Why a(pt=proportional to) pt b and a pt c implies a pt bc?

[Rishabh Narula]

hmm.very thankful to everyone who answered but i think where I am actually getting stuck is nothing high level.im just not getting why a proportional to b and a proportional to c implies a proportional to bc .i get it that if b changes by factor x then a changes by factor x and at the same time if c changes by y then that a.x would change by y resulting a net change a into a.x.y and also i mean yeah when you see a proprtional to bc it is evident that b,c getting changed by x,y makes a change by xy.but i want some more derived proof or something i guess.

 

[blue_leaf77]

$a$ proportional to $b$ means $a=K_1b$ and $a$ proportional to $c$ means $a=K_2c$. Combining the last two equations, you get $K_1b=K_2c$ or $\frac{K_1}{K_2}=\frac{c}{b}$ valid for all $b$ and $c$. This equation is satisfied by $K_1=K_3c$ and $K_2=K_3b$ with $K_3$ being non-zero. Therefore $a=K_3bc$.

 

[Rishabh Narula]

$a$ proportional to $b$ means $a=K_1b$ and $a$ proportional to $c$ means $a=K_2c$. Combining the last two equations, you get $K_1b=K_2c$ or $\frac{K_1}{K_2}=\frac{c}{b}$ valid for all $b$ and $c$. This equation is satisfied by $K_1=K_3c$ and $K_2=K_3b$ with $K_3$ being non-zero. Therefore $a=K_3bc$.

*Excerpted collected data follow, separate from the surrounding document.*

PR #6150, opened 2024-07-03
Fix aria-label in ObjectBrowserNav component

sneridagh:


ichim-david (approved):

packages/volto/news/6150.bugfix
```diff
@@ -0,0 +1 @@
+Fix aria-label in ObjectBrowserNav component @sneridagh
```
ichim-david, line 1:
```suggestion
Fix aria-label of items that are `folderish` in ObjectBrowserNav component when performing item search. Previously it said `Select item.title` now `Browser item.title`. This brings it in line with the aria-label when not performing an item search. @sneridagh
```

ichim-david: @sneridagh it might be too verbose, feel free to summarise further, Fix aria-label in ObjectBrowserNav is a bit too generic and encompassing IMOHO.

stevepiercy: Explicit > Implicit, even if it means verbosity.

sneridagh:
@ichim-david @stevepiercy Suggestion applied! Thanks a lot!

PR #6153, opened 2024-07-04
Debounced searching for users and groups in controlpanel

pnicolli:
Small performance improvement. This avoids spamming the backend with requests.

Not sure if the news item should be Internal or Feature, it does not really feel like a bugfix to me.


ksuess (approved):

ichim-david (approved):

packages/volto/news/6153.internal
```diff
@@ -0,0 +1 @@
+Debounced searching for users and groups in controlpanel @pnicolli
```
ichim-david, line 1:
```suggestion
Debounced searching for users and groups in the `User Group Membership` Control Panel. @pnicolli
```

PR #6147, opened 2024-07-03
Teaser Block Image Overide

Tishasoumya-02:
#6137

PR #6156, opened 2024-07-07
Allow Image Widget value to be an object in which case we use the '@id' for value of the Image Sidebar preview

ichim-david:
@sneridagh I am not proposing we change the teaser preview_image widget however I was trying as a test bench for the new image widget what would be needed in order to remove the object browser widget and use the new image widget.

Given how the ImageWidget assumes the value is only a string and Teaser/ObjectBrowser always assumes an array of value 1 with an object I think the ImageWidget should be more flexible in displaying the "image preview" by checking the value for the array first result.

Taking the work from https://github.com/plone/volto/pull/6147 these changes would display the external images set as preview_image overrides, any image selected or any image uploaded.

What I would propose is to make the ImageWidget a bit more flexible as seen in the changes made  here
[packages/volto/src/components/manage/Widgets/ImageWidget.jsx](https://github.com/plone/volto/compare/teaser_image_widget?expand=1#diff-0a16812deda14b522753664f63a68d086529f0c024a187dea1a62f97911b8dd0R81)

What do you think about my proposal?


ichim-david:
Removed the proof of content code in favor of the proposed fix to the ImageWidget. If anyone wants to try the Teaser block using the ImageWidget you can check out this commit https://github.com/plone/volto/pull/6156/commits/f68545097110dbec32932991d2907ae4d4af398d

sneridagh (approved):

$a$ proportional to $b$ means $a=K_1b$ and $a$ proportional to $c$ means $a=K_2c$. Combining the last two equations, you get $K_1b=K_2c$ or $\frac{K_1}{K_2}=\frac{c}{b}$ valid for all $b$ and $c$. This equation is satisfied by $K_1=K_3c$ and $K_2=K_3b$ with $K_3$ being non-zero. Therefore $a=K_3bc$.

this helped a lot.thank you for your time.